Great article! I’m especially interested since you actually lived FI for a while and achieved a 50% savings rate. I’ve listened to ton of podcasts about FI, and they promote how you can still enjoy life cheaply – playing board games, spending time with your family, using travel rewards for your vacations, etc. I’m very interested in the other perspective – what things did you miss that just couldn’t be supported when saving 50%? How long did you manage to save at a 50% rate?

Kristine Hayes
Kristine Hayes
1 year ago
Reply to  Phil M

Hi Phil. I managed a 50% savings rate for nearly 2 years. Prior to that I was saving somewhere between 10 and 40%. I kind of ‘ramped up’ to the 50% rate over a couple of years. At the time, it wasn’t that difficult for me to do.

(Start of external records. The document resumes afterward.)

PR #1510, opened 2022-07-29
Buffer writes using `evalLast` in TwoPartyVatNetwork

xortive:
I'm not sure if we want this to be a default, or configurable behavior -- If your event loop was backed up enough for this to cause problems, I think that you'd be hurting from queueing writes regardless. And even if so, you could run into stack overflow if you queue enough messages, which this PR should also stop from happening.

First commit is same as (https://github.com/capnproto/capnproto/pull/1509) but I can't set the merge target to a branch in my own repo for a PR in this one.

### DIFF
--- a/c++/src/capnp/rpc-twoparty.h
+++ b/c++/src/capnp/rpc-twoparty.h
@@ -79,6 +79,7 @@ public:
   // clock is used for calculating the oldest queued message age, which is a useful metric for
   // detecting queue overload
 
+  ~TwoPartyVatNetwork() noexcept(false);
   KJ_DISALLOW_COPY(TwoPartyVatNetwork);
 
   kj::Promise<void> onDisconnect() { return disconnectPromise.addBranch(); }
@@ -90,7 +91,7 @@ public:
   // Get the number of bytes worth of outgoing messages that are currently queued in memory waiting
   // to be sent on this connection. This may be useful for backpressure.
 
-  size_t getCurrentQueueCount() { return currentQueueCount; }
+  size_t getCurrentQueueCount() { return queuedMessages.size(); }
   // Get the count of outgoing messages that are currently queued in memory waiting
   // to be sent on this connection. This may be useful for backpressure.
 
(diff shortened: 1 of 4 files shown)


c++/src/capnp/rpc-twoparty.h
```diff
@@ -105,8 +105,22 @@ class TwoPartyVatNetwork: public TwoPartyVatNetworkBase,
   kj::Promise<kj::Own<TwoPartyVatNetworkBase::Connection>> accept() override;
 
 private:
-  class OutgoingMessageImpl;
   class IncomingMessageImpl;
+  class OutgoingMessageImpl final
```
kentonv, line 109: You don't need to move this class definition to the header if you instead declare `TwoPartyVatNetwork`'s destructor out-of-line.

c++/src/capnp/rpc.c++
```diff
@@ -2458,10 +2458,10 @@ private:
         handleBootstrap(kj::mv(message), reader.getBootstrap());
         break;
 
-      case rpc::Message::CALL:
+      case rpc::Message::CALL: {
```
kentonv, line 2461: Unnecessary diff?

c++/src/capnp/serialize-async.c++
```diff
@@ -366,6 +366,45 @@ kj::Promise<void> writeMessages(
...
+      // We have a message with FDs attached. We need to write any bare messages we've accumulated,
+      // if any, then write the message with FDs, then continue on with any remaining messages.
+
+      if (messages.size() > 1) {
+        remainingMessages = messages.slice(1, messages.size());
+      }
+
+      return writeMessage(messages[0].fds, messages[0].segments);
+    } else {
+      kj::Vector<kj::ArrayPtr<const kj::ArrayPtr<const word>>> bareMessages;
```
kentonv, line 384: Slight optimization...

```suggestion
      kj::Vector<kj::ArrayPtr<const kj::ArrayPtr<const word>>> bareMessages(messages.size());
```

PR #2247, opened 2025-03-05
bazelmod upgrade for v1 branch

sebastianbergt:
I am trying to make capnproto available in the [Bazel Central Registry](https://registry.bazel.build/) [with this PR](https://github.com/bazelbuild/bazel-central-registry/pull/3947).
So contributing it here, since I have the changes anyway and it would be great to get them merged :)


kentonv:
This appears to be a large and breaking change to the bazel build. I don't think we can merge this as people may be depending on this branch being stable.

sebastianbergt:
Yes, you are right about that. Would you accept it for V2?

kentonv:
We don't want v2 published on any sort of registry right now as the API is frequently undergoing breaking changes. We use bazel to build the Workers Runtime, which depends on the v2 branch (we update it at the same time as any breaking change). So any change to the bazel build files would need to be coordinated with the workers runtime. Since we're not ready to put this in a registry anyway, it seems like it's probably not worth it to change anything now? But @fhanau and @mikea are the bazel experts here so I'll let them decide if it makes sense.

fhanau:
It's encouraging to see that adopting bzlmod looks pretty straightforward here. A transition to bzlmod should be coordinated with doing the same for the Workers Runtime, where it will be a significantly larger effort. IMHO this should wait until we can enable bzlmod for downstream repos.

sebastianbergt:
My project has no dependency on the workers runtime and I have no desire to migrate it at this time.
However thank you for explaining your point.

PR #2248, opened 2025-03-06
Remove KJ_LIFETIMEBOUND from StringPtr constructor.

erikcorry:
KJ_LIFETIMEBOUND causes false alarms when compiling with clang 21.

For example in workerd:

```
bazel-out/k8-dbg/bin/external/workerd/src/workerd/io/_virtual_includes/io/workerd/api/streams/../basics.h:36:14: error: initializing pointer member 'type' with the stack address of parameter 'ownType' [-Werror,-Wdangling-field]
   36 |       : type(ownType),
      |              ^~~~~~~
bazel-out/k8-dbg/bin/external/workerd/src/workerd/io/_virtual_includes/io/workerd/api/streams/../basics.h:198:17: note: pointer member declared here
  198 |   kj::StringPtr type;
      |                 ^
```

### DIFF
--- a/c++/src/kj/string.h
+++ b/c++/src/kj/string.h
@@ -80,7 +80,7 @@ public:
   }
   inline constexpr StringPtr(const char* begin KJ_LIFETIMEBOUND, const char* end KJ_LIFETIMEBOUND): StringPtr(begin, end - begin) {}
   inline constexpr StringPtr(String&& value KJ_LIFETIMEBOUND) : StringPtr(value) {}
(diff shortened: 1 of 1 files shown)


jclee:
Oh... I think that would actually be flagging a potential bug, if workerd wasn't later moving the String into a member, which clang probably has difficulty seeing -- in which case, the lifetimebound annotation is probably useful to keep.  Looks like it might have already been addressed in workerd here:

https://github.com/cloudflare/workerd/commit/415d733dcd

kentonv:
Fixed in workerd, no problem here.

PR #2249, opened 2025-03-06
Support large ws messages over capnp

danlapid:
* Still in draft stage, gotta make sure all internal tests are passing before actual review.
* This should be mostly close to the final implementation.
* For now this explicitly does not handle WS with extension headers.

### DIFF
--- a/c++/src/capnp/compat/http-over-capnp-test.c++
+++ b/c++/src/capnp/compat/http-over-capnp-test.c++
@@ -1049,9 +1049,9 @@ public:
     ByteStreamFactory streamFactory2;
     kj::HttpHeaderTable::Builder tableBuilder;
     HttpOverCapnpFactory clientFactory(streamFactory1, tableBuilder,
-                                       TEST_PEER_OPTIMIZATION_LEVEL);
+                                       HttpOverCapnpFactory::LEVEL_2);
     HttpOverCapnpFactory serverFactory(streamFactory2, tableBuilder,
-                                       TEST_PEER_OPTIMIZATION_LEVEL);
+                                       HttpOverCapnpFactory::LEVEL_2);
     auto headerTable = tableBuilder.build();
     auto donePaf = kj::newPromiseAndFulfiller<void>();
     auto back = serverFactory.kjToCapnp(kj::heap<DummyWebSocketAccepter>(
--- a/c++/src/capnp/compat/http-over-capnp.c++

I’m an extreme introvert, so spending time alone isn’t a problem for me. Spending an evening reading a library book is my idea of an ideal ‘night out’. At the time I was trying to achieve ‘FI’, I was also single and lived in an apartment. That was the hardest part for me…I owned two homes prior to getting divorced and moving into an apartment. Apartment life wasn’t my favorite, but it did allow me to save a lot of money. About a year-and-a-half ago, I got remarried and purchased a home. That was the end of my 50% savings rate. I put $80K down on my home and have spent a considerable amount of money fixing the place up. That said, I live in an area that’s pretty ‘hot’ with regards to real estate prices, so I feel pretty confident that my investment in real estate will pay off in the end. I certainly don’t regret achieving a high savings rate for those two years, but overall, I’m much happier these days just living within my means and saving a much smaller percentage of my income.